In our case of quadriparesis, acute large amount of subdural hematoma occurred after cervical epidural transforaminal steroid injection. There is high probabilty of direct arterial damage by vessel puncture because branches of radicular artery can communicate with the anterior spinal artery in the posterior aspect of the foramen.
Generally, the radicular artery arise from the vertebral artery and the ascending cervical artery and accompany the spinal nerve and its roots to the spinal cord29). This radicular artery tended to enter the foramina just inferior to the exiting spinal nerve and follow a tortuous course along the inferior and anterior aspect of the spinal nerve until it penetrated the dura to join the anterior or posterior spinal artery14). During transforaminal injection, the vertebral artery injury can be avoided by keeping the needle over the posterior aspect of the foramen. However, these radicular arterial branches may arise variably from the vertebral and especially the posterior branch can lie anterior to the course of the needle insertion16).
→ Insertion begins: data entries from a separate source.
Issue #6511, opened 2016-02-02
Apply new tab pane on new editor


viddo:
Apply the new tab pane component to the two use-cases there are:

![screen shot 2016-02-02 at 16 59 36](https://cloud.githubusercontent.com/assets/978461/12755215/d627ab40-c9ce-11e5-9237-03146ae785da.png)

- [x] render widgets in a tabpane (text labels)
- [x] render map tabpane in the top-tabpane (icons)

PR #6586, opened 2016-02-12
Render map tab pane 

javierarce:
maptabpane

In order to style the TabPane we now allow to pass a hash with options in the create methods of the factory (https://github.com/CartoDB/cartodb/pull/6586/files#diff-24dacefe9307afde9ade195f67cf5f19R20)

Closes: #6511


javierarce:
CR: @viddo
/cc: @xavijam

lib/assets/javascripts/cartodb3/components/tab-pane/tab-pane-factory.js
```diff
@@ -49,7 +51,7 @@ module.exports = {
    *   selected: false
    * }
    */
-  createWithIcons: function (paneItems) {
+  createWithIcons: function (options, paneItems) {
```
viddo: IMHO this `createWithIcons` method should not be located on the component factory because it's too tied to this specific use-case ([I already mentioned that in the last PR](https://github.com/CartoDB/cartodb/pull/6473#discussion_r50998142)). The setup would be better located in `cartodb3/editor`.

viddo:
Overall OK, I think we should iterate a little bit on how the tabpane is setup/created, because we'll need more control over menu vs. content contexts (e.g. on the create-widgets modal).

lib/assets/javascripts/cartodb3/components/tab-pane/tab-pane-factory.js
javierarce: I'm still unsure about the specificity of the method (I think it makes sense to have it here), but as you said in your previous review, let's leave it here until we have to deal with the styles and things get a bit more complex, ok?

viddo: ok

Usual maneuver that handle the needle tip to touch the superior articular process and then redirected to enter the dorsal midpoint of the foramen can cause the injury of posterior branch of radicular artery.
To avoid unintended intravascular injection, several methods such as aspiration for blood with a syringe, radio-opaque contrast injection have been introduced. However, these techniques were shown to miss more than 50% of vascular injections, because the vascular contrast patterns have a fleeting appearance and more often spread to epidural space simultaneously27). Careful observation of the dynamic flow of contrast under live fluoroscopic view is necessary and important. Live observation using digital subtraction angiography helps us to identify more exact vascular anatomical structures and improve detection of inadvertent vascular injections24). Anesthetic test doses before corticosteroid injection are used to identify vascular entry of medications undetected by other methods but can produce adverse outcomes including transient paresis or seizure17,2728). In addition, intravascular anesthetics can result in cardiovascular toxicity or even death12,21).
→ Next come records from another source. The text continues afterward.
PR #6591, opened 2016-02-15
Routing metrics and billing

ethervoid:
**THIS PR [HAS MIGRATION](https://github.com/CartoDB/cartodb/blob/routing_billing/db/migrate/20160212170700_add_routing_quota_and_block_price_fields.rb) SO THE MIGRATION SHOULD BE DEPLOYED BEFORE THIS PR**

This PR has all the need logic to configure and charge the users for the new routing services:

- Metrics for the new routing services
- Overquota logic for routing service
- Refactor to make it easy to add new services
- New field for the organization users to set the soft routing limit
- Tests


ethervoid:
@rafatower please check it out :)

ethervoid:
@juanignaciosl could you please check this out? thank you!

juanignaciosl:
_Added "do not merge yet" label because of the migration comment, beginning CR..._

app/controllers/admin/organization_users_controller.rb
```diff
@@ -131,13 +132,17 @@ def regenerate_api_key
...
-    extra_geocodings_enabled? || extra_tweets_enabled?
+    extra_geocodings_enabled? || extra_routings_enabled? || extra_tweets_enabled?
   end
 
   def extra_geocodings_enabled?
     !Cartodb.get_config(:geocoder, 'app_id').blank?
   end
 
+  def extra_routings_enabled?
+    true
```
juanignaciosl: Shouldn't this use `soft_routing_limit` column?

ethervoid: Take a look to the geocoding part. Is not using the `soft_geocoding_limit` is something strange

app/helpers/data_services_metrics_helper.rb
```diff
@@ -0,0 +1,58 @@
...
+  private
+
+  def get_geocoding_data(user, from, to)
+    orgname = user.organization.nil? ? nil : user.organization.name
+    usage_metrics = CartoDB::GeocoderUsageMetrics.new(user.username, orgname)
+    geocoder_key = user.google_maps_geocoder_enabled? ? :geocoder_google : :geocoder_here
+    cache_hits = 0
+    countable_requests = 0
+    from.upto(to).each do |date|
+      success = usage_metrics.get(geocoder_key, :success_responses, date)
```
juanignaciosl: Instead of `get` + addition with `nil` check you could do an straightforward addition by converting `get` return value to integer with `to_i`, which is nil-safe (`nil.to_i == 0`). Minor, though.

app/helpers/data_services_metrics_helper.rb
```diff
@@ -0,0 +1,58 @@
...
+      countable_requests += success unless success.nil?
+      empty = usage_metrics.get(geocoder_key, :empty_responses, date)
+      countable_requests += empty unless empty.nil?
+      hit = usage_metrics.get(:geocoder_cache, :success_responses, date)
+      cache_hits += hit unless hit.nil?
+    end
+    countable_requests + cache_hits
```
juanignaciosl: How come are you using two different accumulators if you add both in the end?

ethervoid: Because I want to differenciate cache from countable_request for clarity and future changes

app/helpers/data_services_metrics_helper.rb
```diff
@@ -0,0 +1,58 @@
+# encoding: utf-8
+
+require_relative '../../services/dataservices-metrics/lib/geocoder_usage_metrics'
+require_relative '../../services/dataservices-metrics/lib/routing_usage_metrics'
+
+module DataServicesMetricsHelper
```
juanignaciosl: I'm not sure about merging this into the same helper. Those methods present really low cohesion, it makes me think that keeping `GeocoderMetricsHelper` and creating the new `RoutingMetricsHelper ` might make more sense.

I'm also thinking about the opposite: generalizing, `get_*_data` methods, because they look really similar, but maybe you come up with something too complicated.

Just give this a thought if you haven't already, whatever decision you come up with will be fine.

app/models/carto/organization.rb
```diff
@@ -41,6 +41,12 @@ def get_new_system_geocoding_calls(options = {})
       get_organization_geocoding_data(self, date_from, date_to)
     end
 
+    def get_routing_calls(options = {})
+      date_to = (options[:to] ? options[:to].to_date : Date.today)
```
juanignaciosl: Maybe a `to_and_from_dates_from_options` method returning both to avoid duplication? Not 100% sure either.

app/models/carto/user.rb
```diff
@@ -239,6 +240,15 @@ def remaining_geocoding_quota(options = {})
     (remaining > 0 ? remaining : 0)
   end
 
+  def remaining_routing_quota(options = {})
+    if organization.present?
+      remaining = organization.routing_quota.to_i - organization.get_routing_calls(options)
```
juanignaciosl: This logic belongs to `Organization`.

app/helpers/data_services_metrics_helper.rb
ethervoid: The reason to not have two helpers was to avoid multiples helpers for the same functionality. This way I can include just one helper in detriment of have a repeated or similar code

app/models/carto/organization.rb
```diff
@@ -41,6 +41,12 @@ def get_new_system_geocoding_calls(options = {})
       get_organization_geocoding_data(self, date_from, date_to)
     end
 
+    def get_routing_calls(options = {})
```
juanignaciosl: Those `options` hashes everywhere are cursed. I know you've replicated previous design, but maybe you could at least document allowed keys (`:to` and `:from`, afaik).

app/models/carto/organization.rb
ethervoid: I've always disliked the methods with multiple elements returned

app/models/carto/organization.rb
ethervoid: Sure, no problem

app/models/organization.rb
```diff
@@ -40,14 +40,16 @@ class Organization < Sequel::Model
...
 
   DEFAULT_GEOCODING_QUOTA = 0
+  DEFAULT_ROUTING_QUOTA = 0
 
   def validate
     super
     validates_presence [:name, :quota_in_bytes, :seats]
     validates_unique   :name
-    validates_format   /\A[a-z0-9\-]+\z/, :name, message: 'must only contain lowercase letters, numbers & hyphens'
+    validates_format   (/\A[a-z0-9\-]+\z/), :name, message: 'must only contain lowercase letters, numbers & hyphens'
```
juanignaciosl: Are parenthesis needed or suggested by Hound? (just curiosity).

juanignaciosl: screen shot 2016-02-16 at 17 26 42

Hahaha, Hound-trolling found afterwards.

ethervoid: Hound...

ethervoid: I hate it...

app/models/user.rb
```diff
@@ -835,6 +863,15 @@ def remaining_geocoding_quota
     (remaining > 0 ? remaining : 0)
   end
 
+  def remaining_routing_quota
+    if organization.present?
+      remaining = organization.routing_quota - organization.get_routing_calls
```
juanignaciosl: Same here.

db/migrate/20160212170700_add_routing_quota_and_block_price_fields.rb
```diff
@@ -0,0 +1,18 @@
+Sequel.migration do
+  up do
+    add_column :users, :routing_quota, :integer, null: false, default: 0
+    add_column :users, :routing_block_price, :integer
+    add_column :users, :soft_routing_limit, :boolean
```
juanignaciosl: Could you consider default values and not null constraint for those columns, please?

services/dataservices-metrics/lib/service_usage_metrics.rb
```diff
@@ -5,23 +5,9 @@
...
-      :geocoder_internal,
-      :geocoder_here,
-      :geocoder_google,
-      :geocoder_cache
-    ]
-
-    def initialize(redis, username, orgname = nil)
+  class ServiceUsageMetrics
+
+    def initialize(username, orgname = nil, redis=$geocoder_metrics)
```
juanignaciosl: Since `ServiceUsageMetrics` looks generic, I wouldn't favor `$geocoder_metrics` over others.

services/dataservices-metrics/lib/service_usage_metrics.rb
```diff
@@ -49,14 +35,14 @@ def get(service, metric, date = DateTime.current)
...
     end
 
-    private
+    protected
 
     def check_valid_data(service, metric, amount = 0)
-      raise ArgumentError.new('Invalid service') unless VALID_SERVICES.include?(service)
-      raise ArgumentError.new('Invalid metric') unless VALID_METRICS.include?(metric)
-      raise ArgumentError.new('Invalid geocoder metric amount') if !amount.nil? and amount < 0
+      raise NotImplementedError.new("You must implement check_valid_data in your metrics class.")
```
juanignaciosl: Oh, so java-ish :heart: :-)

app/controllers/admin/organization_users_controller.rb
juanignaciosl: The only usage of this method is at `extras_enabled?` :-\

app/helpers/data_services_metrics_helper.rb
juanignaciosl: Oki

app/helpers/data_services_metrics_helper.rb
juanignaciosl: Well, let's keep it this way.

app/models/carto/organization.rb
juanignaciosl: Ok

juanignaciosl:
My major concerns were that `true` returned value at a method and the nullable columns, since you've already answered about the first one, :+1: after whatever you decide with the migration. Let me know if you want a second CR or not.

app/controllers/admin/organization_users_controller.rb
ethervoid: Yes, I'm puzzle too but I don't want to break something in the other side of the code jajaja

app/models/carto/user.rb
ethervoid: Right, I'll change it

db/migrate/20160212170700_add_routing_quota_and_block_price_fields.rb
ethervoid: I did but then some parts of the code breaks because have logic for it XD so I removed it

services/dataservices-metrics/lib/service_usage_metrics.rb
ethervoid: We could call it $service_metrics hahaha

app/models/carto/user.rb
ethervoid: Done

app/models/user.rb
ethervoid: Done

app/models/carto/account_type.rb
```diff
@@ -35,5 +35,15 @@ def soft_geocoding_limit?(user)
         user[:soft_geocoding_limit]
       end
     end
+
+    def soft_here_isolines_limit?(user)
+      if user[:soft_here_isolines_limit].nil?
+        # Due is an expensive service and the tiler could make multiples request
```
rafatower: Don't hate me but there's a more "elegant" way of expressing the same idea. The typical ruby idiom to return a boolean is:
```ruby
# if true the user can request isolines past their quota
# set to false by default to avoid unexpected charges
def soft_here_isolines_limit?(user)
  !!user[:soft_here_isolines_limit]
end
```

ethervoid: I have to say that I dislike that kind of cleverish type of code but I'll add it

db/migrate/20160212170700_add_routing_quota_and_block_price_fields.rb
```diff
@@ -0,0 +1,18 @@
...
+    add_column :user_creations, :soft_here_isolines_limit, :boolean, default: true
+  end
+
+  down do
+    drop_column :users, :here_isolines_quota
+    drop_column :users, :here_isolines_block_price
+    drop_column :users, :soft_here_isolines_limit
+    drop_column :organizations, :here_isolines_quota
+    drop_column :organizations, :here_isolines_block_price
+  end
```
rafatower: Is the `user_creations` column missing here?

services/dataservices-metrics/lib/geocoder_usage_metrics.rb
```diff
@@ -0,0 +1,37 @@
...
+module CartoDB
+  # The purpose of this class is to encapsulate storage of usage metrics.
+  # This shall be used for billing, quota checking and metrics.
+  class GeocoderUsageMetrics < ServiceUsageMetrics
+
+    VALID_METRICS = [
+      :total_requests,
+      :failed_responses,
+      :success_responses,
+      :empty_responses,
```
rafatower: I love trailing commas but to be compliant with our style guide...

Also probably you should `CONSTANT = [ :sym1, :sym2 ].freeze` as hound suggests

db/migrate/20160212170700_add_routing_quota_and_block_price_fields.rb
ethervoid: Yes, good catch!

spec/requests/signup_controller_spec.rb
```diff
@@ -278,6 +281,7 @@
           end
 
           it 'triggers user creation with organization' do
+            Cartodb::Central.stubs(:sync_data_with_cartodb_central?).returns(false)
```
rafatower: why is this needed now?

We are suggesting the strategies of preventative vascular injury in the following manner : 1) the use of high-quality imaging guidance with contrast injection and possibly digital subtraction fluoroscopy, 2) the use of blunt/pencil point needles with side port to avoid sharp needle penetration and damage to critical vessels, 3) the use of local anesthetic test dosing before injection of particulate steroid, 4) the use of steroid spreading by diffusion into the foramen with keeping needle distance from foramen.
We report a rare case of a patient who experienced serious quadriparetic complication due subdural hematoma after cervical epidural injection. The cervical transforaminal epidural injection is effective to treat cervical radiculopathy. However, the radicular artery is vulnerable and it may cause severe complications such as embolous, infarction, dissection and even catastrophic hematoma.